• _MATERIAL FOR THIS EXERCISE_
|---|
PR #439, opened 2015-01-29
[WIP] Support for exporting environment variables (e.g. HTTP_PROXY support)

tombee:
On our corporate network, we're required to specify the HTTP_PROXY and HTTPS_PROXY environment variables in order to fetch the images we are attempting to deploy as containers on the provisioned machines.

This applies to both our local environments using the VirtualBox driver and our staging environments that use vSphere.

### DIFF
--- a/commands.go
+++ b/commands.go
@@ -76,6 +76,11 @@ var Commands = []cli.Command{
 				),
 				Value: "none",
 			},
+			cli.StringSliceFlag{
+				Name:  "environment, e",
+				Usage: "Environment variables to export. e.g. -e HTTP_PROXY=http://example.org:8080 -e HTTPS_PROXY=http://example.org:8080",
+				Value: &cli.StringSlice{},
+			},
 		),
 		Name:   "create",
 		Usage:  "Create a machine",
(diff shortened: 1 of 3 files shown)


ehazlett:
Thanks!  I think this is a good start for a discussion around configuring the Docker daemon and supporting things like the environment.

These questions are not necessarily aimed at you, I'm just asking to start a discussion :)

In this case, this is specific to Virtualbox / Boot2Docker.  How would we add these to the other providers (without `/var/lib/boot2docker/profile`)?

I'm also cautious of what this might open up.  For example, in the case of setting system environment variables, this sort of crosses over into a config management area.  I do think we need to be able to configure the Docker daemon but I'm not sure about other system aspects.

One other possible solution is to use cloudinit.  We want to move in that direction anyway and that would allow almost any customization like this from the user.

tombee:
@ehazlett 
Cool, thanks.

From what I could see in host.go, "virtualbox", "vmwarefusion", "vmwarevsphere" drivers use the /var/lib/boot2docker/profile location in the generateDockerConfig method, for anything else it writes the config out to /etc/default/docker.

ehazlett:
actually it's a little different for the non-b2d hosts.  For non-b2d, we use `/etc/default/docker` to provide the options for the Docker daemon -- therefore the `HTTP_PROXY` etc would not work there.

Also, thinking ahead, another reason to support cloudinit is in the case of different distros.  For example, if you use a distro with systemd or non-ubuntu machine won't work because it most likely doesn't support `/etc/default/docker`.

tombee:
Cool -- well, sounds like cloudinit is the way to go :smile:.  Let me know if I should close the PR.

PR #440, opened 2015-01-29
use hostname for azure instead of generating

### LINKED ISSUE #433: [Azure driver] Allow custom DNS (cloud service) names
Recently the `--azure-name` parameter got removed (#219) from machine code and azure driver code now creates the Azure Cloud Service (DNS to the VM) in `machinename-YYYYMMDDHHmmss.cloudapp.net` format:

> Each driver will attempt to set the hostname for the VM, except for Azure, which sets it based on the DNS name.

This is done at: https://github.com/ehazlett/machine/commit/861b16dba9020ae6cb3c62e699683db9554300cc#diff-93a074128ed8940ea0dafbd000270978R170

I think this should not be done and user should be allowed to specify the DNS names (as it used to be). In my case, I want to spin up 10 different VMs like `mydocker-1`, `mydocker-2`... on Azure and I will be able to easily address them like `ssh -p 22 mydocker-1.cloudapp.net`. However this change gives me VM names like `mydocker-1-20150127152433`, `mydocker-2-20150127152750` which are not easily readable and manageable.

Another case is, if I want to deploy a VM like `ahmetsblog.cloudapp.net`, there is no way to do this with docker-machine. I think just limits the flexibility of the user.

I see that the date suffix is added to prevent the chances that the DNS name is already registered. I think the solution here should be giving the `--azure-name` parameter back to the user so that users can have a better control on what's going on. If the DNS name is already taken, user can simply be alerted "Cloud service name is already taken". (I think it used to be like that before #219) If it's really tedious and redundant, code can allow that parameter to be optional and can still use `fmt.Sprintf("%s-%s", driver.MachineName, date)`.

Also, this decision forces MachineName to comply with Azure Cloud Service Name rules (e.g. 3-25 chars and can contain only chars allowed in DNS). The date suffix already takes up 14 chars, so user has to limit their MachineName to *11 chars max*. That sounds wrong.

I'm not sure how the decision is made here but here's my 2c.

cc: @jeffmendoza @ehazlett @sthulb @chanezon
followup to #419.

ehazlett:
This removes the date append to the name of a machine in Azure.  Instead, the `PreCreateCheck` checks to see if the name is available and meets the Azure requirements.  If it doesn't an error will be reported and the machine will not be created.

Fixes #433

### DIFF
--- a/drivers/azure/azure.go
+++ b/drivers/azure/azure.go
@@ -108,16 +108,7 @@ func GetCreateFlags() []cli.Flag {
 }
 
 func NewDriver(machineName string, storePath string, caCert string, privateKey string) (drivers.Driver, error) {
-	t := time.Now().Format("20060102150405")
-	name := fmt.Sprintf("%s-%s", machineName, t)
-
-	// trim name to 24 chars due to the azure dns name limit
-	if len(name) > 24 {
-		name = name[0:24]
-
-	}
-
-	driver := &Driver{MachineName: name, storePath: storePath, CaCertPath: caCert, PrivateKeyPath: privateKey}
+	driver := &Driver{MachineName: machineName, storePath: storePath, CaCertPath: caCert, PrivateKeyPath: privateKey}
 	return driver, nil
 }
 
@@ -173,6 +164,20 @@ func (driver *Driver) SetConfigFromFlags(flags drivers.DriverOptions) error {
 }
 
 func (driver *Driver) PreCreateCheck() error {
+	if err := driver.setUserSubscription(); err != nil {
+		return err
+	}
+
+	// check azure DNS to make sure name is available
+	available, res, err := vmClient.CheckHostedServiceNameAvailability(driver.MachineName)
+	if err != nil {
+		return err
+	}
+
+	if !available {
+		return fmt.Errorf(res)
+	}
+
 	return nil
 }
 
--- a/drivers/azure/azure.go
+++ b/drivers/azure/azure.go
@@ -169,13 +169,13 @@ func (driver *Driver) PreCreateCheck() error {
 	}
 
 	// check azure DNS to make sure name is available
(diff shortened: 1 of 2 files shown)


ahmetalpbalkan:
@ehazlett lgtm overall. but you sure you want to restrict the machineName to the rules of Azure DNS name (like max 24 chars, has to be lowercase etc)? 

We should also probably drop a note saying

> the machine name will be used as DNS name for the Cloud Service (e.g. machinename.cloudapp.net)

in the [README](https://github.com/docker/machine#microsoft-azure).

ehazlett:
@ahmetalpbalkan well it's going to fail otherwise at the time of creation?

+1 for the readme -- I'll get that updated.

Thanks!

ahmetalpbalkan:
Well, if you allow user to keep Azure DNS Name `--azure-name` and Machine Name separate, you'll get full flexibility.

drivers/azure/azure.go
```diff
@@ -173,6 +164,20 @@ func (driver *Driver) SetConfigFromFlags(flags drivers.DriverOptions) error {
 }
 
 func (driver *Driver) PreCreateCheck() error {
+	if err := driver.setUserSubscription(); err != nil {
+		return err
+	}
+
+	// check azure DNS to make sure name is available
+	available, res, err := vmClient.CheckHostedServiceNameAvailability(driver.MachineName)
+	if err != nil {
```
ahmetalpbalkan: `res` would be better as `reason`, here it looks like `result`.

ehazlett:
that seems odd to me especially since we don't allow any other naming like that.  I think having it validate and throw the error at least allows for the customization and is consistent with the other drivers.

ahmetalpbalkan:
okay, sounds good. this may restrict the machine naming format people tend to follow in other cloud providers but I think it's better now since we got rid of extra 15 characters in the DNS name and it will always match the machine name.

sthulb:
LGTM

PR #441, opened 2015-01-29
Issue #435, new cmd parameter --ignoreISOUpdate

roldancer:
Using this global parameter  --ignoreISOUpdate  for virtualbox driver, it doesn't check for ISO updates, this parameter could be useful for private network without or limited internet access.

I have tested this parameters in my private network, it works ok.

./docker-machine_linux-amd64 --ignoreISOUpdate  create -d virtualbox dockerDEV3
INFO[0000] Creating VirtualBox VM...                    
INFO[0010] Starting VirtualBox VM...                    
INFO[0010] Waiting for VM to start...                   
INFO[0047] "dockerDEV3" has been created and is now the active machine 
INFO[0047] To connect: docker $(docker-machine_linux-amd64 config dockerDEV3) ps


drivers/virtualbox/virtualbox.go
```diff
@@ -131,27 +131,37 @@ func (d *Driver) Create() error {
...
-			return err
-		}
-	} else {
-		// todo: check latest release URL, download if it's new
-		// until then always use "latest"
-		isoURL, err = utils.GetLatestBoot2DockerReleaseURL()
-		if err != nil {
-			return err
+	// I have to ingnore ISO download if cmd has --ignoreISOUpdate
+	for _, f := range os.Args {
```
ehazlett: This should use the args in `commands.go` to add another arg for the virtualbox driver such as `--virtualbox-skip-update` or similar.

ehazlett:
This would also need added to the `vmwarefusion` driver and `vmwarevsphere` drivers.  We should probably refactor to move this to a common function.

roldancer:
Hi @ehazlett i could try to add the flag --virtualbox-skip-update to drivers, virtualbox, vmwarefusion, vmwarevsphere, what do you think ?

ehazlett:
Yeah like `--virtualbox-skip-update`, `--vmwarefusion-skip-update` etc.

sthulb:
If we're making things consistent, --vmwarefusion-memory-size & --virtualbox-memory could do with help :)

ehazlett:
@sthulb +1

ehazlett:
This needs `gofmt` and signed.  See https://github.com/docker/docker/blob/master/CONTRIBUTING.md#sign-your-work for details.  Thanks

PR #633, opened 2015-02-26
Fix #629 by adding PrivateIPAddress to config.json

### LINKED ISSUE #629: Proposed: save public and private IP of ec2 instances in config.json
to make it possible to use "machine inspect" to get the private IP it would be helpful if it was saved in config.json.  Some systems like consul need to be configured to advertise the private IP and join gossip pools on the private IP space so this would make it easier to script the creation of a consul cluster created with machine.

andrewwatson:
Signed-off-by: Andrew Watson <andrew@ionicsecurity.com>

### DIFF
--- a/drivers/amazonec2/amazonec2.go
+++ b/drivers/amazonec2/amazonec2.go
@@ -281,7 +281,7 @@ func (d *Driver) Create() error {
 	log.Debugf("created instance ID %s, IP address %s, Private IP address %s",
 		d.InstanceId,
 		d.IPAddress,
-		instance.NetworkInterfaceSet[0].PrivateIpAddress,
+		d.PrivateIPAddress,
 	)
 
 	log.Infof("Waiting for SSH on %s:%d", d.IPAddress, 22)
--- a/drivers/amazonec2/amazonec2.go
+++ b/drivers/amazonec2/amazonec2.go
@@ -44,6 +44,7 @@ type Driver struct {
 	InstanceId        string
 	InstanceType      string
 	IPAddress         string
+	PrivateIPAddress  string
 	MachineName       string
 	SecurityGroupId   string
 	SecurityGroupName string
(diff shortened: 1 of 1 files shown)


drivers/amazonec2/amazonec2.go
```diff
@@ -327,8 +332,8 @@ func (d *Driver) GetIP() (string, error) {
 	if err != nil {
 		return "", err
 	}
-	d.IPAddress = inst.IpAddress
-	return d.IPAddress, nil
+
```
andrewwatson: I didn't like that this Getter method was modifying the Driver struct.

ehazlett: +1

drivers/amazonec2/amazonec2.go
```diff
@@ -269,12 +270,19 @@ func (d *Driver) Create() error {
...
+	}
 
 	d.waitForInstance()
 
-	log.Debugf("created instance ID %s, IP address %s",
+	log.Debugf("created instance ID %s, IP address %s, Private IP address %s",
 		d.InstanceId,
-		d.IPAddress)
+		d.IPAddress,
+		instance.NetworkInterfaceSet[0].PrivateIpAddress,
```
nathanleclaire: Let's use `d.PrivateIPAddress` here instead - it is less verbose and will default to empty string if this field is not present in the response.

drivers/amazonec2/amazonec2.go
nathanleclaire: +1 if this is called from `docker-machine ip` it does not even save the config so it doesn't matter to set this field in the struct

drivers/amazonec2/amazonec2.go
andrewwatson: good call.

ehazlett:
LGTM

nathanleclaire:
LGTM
|---|
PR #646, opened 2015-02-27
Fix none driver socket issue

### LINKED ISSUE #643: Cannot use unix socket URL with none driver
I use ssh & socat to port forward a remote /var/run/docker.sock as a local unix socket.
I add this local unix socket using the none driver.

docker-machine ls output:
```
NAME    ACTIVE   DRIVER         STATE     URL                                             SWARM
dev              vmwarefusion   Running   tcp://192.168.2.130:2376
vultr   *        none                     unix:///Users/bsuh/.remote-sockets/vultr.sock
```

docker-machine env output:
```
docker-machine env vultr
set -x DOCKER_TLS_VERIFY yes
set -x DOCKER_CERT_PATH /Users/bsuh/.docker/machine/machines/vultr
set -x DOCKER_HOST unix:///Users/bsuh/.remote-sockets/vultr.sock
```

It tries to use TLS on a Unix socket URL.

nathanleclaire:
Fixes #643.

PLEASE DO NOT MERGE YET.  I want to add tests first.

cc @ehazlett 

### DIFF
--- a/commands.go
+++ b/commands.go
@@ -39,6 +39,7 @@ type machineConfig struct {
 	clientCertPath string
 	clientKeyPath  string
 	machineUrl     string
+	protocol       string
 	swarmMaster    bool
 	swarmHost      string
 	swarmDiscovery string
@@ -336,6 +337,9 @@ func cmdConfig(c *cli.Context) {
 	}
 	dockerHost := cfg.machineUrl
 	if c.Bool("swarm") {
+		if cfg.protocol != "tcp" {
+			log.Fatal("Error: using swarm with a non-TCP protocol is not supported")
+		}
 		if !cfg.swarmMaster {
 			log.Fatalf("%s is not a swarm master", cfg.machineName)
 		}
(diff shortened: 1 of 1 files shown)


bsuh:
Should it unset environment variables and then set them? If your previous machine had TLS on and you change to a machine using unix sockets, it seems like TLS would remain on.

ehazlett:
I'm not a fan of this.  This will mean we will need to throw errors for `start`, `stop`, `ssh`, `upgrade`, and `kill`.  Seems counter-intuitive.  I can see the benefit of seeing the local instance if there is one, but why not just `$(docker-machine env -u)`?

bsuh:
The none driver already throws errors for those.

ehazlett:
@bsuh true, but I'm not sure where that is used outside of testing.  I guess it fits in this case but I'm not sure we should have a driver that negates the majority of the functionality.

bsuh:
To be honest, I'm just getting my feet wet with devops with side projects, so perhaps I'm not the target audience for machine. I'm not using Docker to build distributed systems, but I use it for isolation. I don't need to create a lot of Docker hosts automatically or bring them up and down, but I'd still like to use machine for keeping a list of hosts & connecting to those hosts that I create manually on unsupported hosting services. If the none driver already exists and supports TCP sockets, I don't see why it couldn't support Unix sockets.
|---|
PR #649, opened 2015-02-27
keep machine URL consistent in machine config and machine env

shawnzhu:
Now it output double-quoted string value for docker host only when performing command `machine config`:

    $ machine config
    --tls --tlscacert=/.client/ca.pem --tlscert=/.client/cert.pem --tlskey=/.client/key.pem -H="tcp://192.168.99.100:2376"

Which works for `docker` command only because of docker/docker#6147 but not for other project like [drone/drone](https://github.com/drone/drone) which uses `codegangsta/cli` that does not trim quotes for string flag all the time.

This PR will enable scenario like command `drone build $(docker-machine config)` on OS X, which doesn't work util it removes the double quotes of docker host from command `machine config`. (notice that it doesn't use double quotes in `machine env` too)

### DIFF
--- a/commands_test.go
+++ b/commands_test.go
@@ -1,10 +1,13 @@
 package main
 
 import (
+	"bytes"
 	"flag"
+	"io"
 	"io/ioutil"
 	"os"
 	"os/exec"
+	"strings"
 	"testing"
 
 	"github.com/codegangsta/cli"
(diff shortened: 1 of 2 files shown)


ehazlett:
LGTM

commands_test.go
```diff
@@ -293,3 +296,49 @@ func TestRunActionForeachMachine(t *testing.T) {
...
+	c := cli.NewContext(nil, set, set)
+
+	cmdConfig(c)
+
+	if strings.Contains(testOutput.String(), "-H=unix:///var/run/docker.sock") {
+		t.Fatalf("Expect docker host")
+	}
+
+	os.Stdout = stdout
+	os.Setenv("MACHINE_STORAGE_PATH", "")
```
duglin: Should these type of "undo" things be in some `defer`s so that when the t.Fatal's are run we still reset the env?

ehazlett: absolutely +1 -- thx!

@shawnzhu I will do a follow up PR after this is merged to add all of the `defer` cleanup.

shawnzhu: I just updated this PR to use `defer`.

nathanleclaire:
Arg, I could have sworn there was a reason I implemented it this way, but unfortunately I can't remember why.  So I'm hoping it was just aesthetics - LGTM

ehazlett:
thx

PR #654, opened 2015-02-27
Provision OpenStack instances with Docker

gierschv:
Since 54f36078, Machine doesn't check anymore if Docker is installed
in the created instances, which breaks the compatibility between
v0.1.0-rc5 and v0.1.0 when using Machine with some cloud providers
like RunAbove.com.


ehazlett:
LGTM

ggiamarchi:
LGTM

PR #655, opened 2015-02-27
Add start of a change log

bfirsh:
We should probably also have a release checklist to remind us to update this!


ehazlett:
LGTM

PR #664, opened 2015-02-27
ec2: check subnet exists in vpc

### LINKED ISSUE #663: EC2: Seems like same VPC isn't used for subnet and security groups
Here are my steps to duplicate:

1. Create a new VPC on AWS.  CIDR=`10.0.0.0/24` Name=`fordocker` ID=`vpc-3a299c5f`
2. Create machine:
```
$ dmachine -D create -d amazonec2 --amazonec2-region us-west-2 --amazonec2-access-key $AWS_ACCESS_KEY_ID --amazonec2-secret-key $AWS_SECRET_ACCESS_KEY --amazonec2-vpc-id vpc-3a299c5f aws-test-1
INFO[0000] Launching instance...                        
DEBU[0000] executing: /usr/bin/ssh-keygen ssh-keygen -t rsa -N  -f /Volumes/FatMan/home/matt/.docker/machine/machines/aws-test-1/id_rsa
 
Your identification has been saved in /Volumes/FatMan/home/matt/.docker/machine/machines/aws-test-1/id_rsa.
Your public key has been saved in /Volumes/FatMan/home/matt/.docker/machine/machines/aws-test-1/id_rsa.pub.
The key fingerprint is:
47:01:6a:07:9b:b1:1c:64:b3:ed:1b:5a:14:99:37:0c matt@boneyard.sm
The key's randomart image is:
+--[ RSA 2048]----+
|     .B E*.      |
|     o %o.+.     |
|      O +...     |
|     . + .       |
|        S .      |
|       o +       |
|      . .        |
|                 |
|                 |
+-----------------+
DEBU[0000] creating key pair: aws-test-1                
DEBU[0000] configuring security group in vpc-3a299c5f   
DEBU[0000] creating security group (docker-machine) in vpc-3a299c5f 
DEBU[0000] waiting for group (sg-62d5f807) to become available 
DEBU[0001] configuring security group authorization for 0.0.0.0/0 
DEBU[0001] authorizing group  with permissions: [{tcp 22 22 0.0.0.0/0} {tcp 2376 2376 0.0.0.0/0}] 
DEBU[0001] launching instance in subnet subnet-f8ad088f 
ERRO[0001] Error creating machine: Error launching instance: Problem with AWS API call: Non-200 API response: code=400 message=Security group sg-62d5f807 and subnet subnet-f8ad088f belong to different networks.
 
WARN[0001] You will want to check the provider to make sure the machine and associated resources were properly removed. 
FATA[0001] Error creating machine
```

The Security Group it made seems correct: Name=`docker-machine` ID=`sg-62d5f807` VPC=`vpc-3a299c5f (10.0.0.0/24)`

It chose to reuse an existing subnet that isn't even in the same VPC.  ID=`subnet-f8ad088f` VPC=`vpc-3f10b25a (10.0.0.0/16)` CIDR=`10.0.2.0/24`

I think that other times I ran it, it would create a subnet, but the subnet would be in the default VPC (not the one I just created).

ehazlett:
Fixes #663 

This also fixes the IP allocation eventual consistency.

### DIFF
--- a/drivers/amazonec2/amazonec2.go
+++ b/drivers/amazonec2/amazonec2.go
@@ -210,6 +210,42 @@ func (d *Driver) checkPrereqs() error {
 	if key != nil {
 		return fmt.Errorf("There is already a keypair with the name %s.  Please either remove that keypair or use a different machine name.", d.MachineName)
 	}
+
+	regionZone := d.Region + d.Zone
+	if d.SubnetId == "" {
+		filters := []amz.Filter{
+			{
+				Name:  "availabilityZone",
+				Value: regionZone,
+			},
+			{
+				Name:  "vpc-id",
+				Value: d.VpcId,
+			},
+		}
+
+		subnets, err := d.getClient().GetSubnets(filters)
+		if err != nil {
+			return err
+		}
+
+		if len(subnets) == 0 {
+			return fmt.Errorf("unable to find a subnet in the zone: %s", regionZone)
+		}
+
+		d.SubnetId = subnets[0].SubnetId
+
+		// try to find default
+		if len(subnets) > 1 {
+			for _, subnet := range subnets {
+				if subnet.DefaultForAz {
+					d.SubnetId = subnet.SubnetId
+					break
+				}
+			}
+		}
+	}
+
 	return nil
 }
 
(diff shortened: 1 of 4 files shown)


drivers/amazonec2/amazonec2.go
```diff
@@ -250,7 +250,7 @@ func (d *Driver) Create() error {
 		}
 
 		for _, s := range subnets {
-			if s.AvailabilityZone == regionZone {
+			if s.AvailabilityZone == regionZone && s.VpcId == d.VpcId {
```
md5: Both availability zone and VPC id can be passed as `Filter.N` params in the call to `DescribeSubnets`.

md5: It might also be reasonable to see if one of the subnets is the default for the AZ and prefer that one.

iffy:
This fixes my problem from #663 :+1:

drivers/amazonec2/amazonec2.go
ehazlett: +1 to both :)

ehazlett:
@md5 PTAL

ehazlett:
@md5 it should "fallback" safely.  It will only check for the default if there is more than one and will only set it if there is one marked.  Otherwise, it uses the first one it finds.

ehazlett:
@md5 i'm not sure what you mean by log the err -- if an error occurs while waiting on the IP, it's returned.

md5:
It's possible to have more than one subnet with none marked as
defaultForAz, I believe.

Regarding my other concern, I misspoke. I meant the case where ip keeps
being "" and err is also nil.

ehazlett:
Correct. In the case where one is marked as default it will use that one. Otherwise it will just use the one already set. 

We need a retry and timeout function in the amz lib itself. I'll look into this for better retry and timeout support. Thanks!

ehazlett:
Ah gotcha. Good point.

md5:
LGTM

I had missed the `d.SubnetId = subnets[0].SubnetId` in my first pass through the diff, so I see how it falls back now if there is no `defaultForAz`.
|---|
In the data above, each line holding "skip" is to be found and copied.

• _COMPLETED EXERCISE_
ehazlett: This should use the args in `commands.go` to add another arg for the virtualbox driver such as `--virtualbox-skip-update` or similar.
Hi @ehazlett i could try to add the flag --virtualbox-skip-update to drivers, virtualbox, vmwarefusion, vmwarevsphere, what do you think ?
Yeah like `--virtualbox-skip-update`, `--vmwarefusion-skip-update` etc.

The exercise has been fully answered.